--- DATA Enclosed Below ---

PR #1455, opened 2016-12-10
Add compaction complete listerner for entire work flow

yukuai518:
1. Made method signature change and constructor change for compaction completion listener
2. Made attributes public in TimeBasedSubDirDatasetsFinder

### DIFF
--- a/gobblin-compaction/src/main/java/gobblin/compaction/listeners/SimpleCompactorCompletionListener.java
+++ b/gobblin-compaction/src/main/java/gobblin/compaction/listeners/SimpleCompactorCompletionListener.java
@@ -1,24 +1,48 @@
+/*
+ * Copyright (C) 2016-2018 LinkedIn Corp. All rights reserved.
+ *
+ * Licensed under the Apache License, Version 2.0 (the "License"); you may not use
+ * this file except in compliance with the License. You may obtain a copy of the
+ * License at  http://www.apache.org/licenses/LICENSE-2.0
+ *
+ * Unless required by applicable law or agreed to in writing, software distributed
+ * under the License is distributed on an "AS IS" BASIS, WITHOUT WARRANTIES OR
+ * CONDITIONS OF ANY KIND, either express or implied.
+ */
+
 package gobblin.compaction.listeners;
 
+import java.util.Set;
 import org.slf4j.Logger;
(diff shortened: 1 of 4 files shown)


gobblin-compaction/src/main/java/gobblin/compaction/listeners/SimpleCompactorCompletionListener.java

--- End of Enclosed DATA ---
--- DATA Enclosed Below ---

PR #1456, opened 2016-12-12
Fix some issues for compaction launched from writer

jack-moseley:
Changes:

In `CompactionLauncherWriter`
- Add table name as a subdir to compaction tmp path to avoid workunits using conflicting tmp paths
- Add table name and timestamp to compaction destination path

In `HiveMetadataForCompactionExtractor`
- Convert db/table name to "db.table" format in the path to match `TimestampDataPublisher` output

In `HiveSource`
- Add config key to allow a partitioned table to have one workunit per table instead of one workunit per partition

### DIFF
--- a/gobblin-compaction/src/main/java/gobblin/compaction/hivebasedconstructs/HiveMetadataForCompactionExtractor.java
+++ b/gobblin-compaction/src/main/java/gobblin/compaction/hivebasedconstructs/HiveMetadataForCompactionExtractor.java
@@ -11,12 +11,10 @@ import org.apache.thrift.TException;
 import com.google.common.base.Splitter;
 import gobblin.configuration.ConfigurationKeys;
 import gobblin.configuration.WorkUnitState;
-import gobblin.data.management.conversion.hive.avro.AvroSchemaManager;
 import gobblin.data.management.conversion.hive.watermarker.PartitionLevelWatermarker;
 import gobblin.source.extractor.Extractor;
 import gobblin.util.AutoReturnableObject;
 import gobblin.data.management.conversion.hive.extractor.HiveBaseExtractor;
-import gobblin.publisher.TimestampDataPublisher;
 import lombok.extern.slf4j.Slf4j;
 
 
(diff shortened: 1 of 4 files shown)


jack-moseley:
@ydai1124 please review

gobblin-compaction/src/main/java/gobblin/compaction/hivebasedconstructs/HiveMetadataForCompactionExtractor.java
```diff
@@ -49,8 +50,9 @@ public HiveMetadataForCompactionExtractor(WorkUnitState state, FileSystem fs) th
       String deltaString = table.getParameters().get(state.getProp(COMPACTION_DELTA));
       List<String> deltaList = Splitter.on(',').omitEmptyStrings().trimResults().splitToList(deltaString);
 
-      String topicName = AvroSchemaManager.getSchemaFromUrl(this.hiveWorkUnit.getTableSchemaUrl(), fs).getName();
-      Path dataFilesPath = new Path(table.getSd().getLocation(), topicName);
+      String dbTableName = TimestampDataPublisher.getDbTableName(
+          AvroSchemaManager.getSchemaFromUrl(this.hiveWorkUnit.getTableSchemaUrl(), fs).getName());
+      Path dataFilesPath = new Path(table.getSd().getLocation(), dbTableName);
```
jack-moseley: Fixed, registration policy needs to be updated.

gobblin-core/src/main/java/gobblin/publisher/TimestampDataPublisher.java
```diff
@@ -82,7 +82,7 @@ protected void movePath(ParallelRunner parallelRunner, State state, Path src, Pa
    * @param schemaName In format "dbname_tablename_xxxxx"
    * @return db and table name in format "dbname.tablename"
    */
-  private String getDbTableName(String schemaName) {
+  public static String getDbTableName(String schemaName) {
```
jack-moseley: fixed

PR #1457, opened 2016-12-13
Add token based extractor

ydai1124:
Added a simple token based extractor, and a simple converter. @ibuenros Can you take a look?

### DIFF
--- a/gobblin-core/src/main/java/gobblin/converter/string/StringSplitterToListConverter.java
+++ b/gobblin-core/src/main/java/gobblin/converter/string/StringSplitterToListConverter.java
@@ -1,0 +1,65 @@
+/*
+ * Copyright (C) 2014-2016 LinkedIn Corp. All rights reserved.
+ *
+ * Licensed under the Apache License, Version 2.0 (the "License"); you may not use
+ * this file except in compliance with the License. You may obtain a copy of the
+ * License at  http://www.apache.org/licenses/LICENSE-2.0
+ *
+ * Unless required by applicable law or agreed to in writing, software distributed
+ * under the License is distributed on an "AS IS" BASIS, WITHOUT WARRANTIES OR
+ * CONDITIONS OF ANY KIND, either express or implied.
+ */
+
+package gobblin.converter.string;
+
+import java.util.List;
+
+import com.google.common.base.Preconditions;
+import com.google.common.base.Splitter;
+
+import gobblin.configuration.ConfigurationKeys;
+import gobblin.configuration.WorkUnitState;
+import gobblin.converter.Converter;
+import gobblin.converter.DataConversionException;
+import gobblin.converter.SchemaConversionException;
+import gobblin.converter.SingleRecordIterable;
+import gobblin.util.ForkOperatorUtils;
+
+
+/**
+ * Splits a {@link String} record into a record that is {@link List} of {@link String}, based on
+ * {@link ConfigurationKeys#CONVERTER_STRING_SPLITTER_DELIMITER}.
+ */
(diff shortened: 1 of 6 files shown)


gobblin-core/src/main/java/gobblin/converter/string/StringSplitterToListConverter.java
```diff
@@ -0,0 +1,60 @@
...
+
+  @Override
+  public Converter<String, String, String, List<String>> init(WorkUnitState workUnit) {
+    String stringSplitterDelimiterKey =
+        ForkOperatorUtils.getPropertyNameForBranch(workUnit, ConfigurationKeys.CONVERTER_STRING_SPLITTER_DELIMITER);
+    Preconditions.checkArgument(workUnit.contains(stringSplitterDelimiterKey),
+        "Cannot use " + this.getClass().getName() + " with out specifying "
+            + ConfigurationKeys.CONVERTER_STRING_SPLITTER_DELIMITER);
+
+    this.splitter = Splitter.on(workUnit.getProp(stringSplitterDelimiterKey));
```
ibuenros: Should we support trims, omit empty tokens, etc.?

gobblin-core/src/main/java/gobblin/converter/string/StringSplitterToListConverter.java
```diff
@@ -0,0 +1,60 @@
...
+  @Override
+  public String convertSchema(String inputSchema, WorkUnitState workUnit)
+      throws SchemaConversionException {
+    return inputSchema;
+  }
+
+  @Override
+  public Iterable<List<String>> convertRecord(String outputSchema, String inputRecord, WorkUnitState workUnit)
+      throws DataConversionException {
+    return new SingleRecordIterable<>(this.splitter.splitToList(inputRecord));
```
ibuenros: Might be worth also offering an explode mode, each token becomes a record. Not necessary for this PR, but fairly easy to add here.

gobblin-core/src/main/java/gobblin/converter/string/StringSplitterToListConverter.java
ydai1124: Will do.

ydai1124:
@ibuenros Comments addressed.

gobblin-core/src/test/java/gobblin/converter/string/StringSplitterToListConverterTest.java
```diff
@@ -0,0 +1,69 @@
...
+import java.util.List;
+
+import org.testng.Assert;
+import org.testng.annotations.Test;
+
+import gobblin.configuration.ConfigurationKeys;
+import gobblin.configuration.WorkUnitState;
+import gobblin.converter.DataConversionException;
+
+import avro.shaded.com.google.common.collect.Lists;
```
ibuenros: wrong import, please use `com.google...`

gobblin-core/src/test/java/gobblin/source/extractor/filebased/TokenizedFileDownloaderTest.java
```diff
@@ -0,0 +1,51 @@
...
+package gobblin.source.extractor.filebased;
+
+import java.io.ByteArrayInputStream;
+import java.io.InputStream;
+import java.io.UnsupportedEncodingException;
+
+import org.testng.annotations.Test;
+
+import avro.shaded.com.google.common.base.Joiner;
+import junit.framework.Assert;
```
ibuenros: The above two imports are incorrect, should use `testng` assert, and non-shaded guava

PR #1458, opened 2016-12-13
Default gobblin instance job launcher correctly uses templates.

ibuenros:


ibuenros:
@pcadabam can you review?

--- End of Enclosed DATA ---

YOUR ASSIGNMENT »
Retrieve each line from the records above where the word "AvroSchemaManager" occurs.

RESULT OF THE EXERCISE »
-import gobblin.data.management.conversion.hive.avro.AvroSchemaManager;
-      String topicName = AvroSchemaManager.getSchemaFromUrl(this.hiveWorkUnit.getTableSchemaUrl(), fs).getName();
+          AvroSchemaManager.getSchemaFromUrl(this.hiveWorkUnit.getTableSchemaUrl(), fs).getName());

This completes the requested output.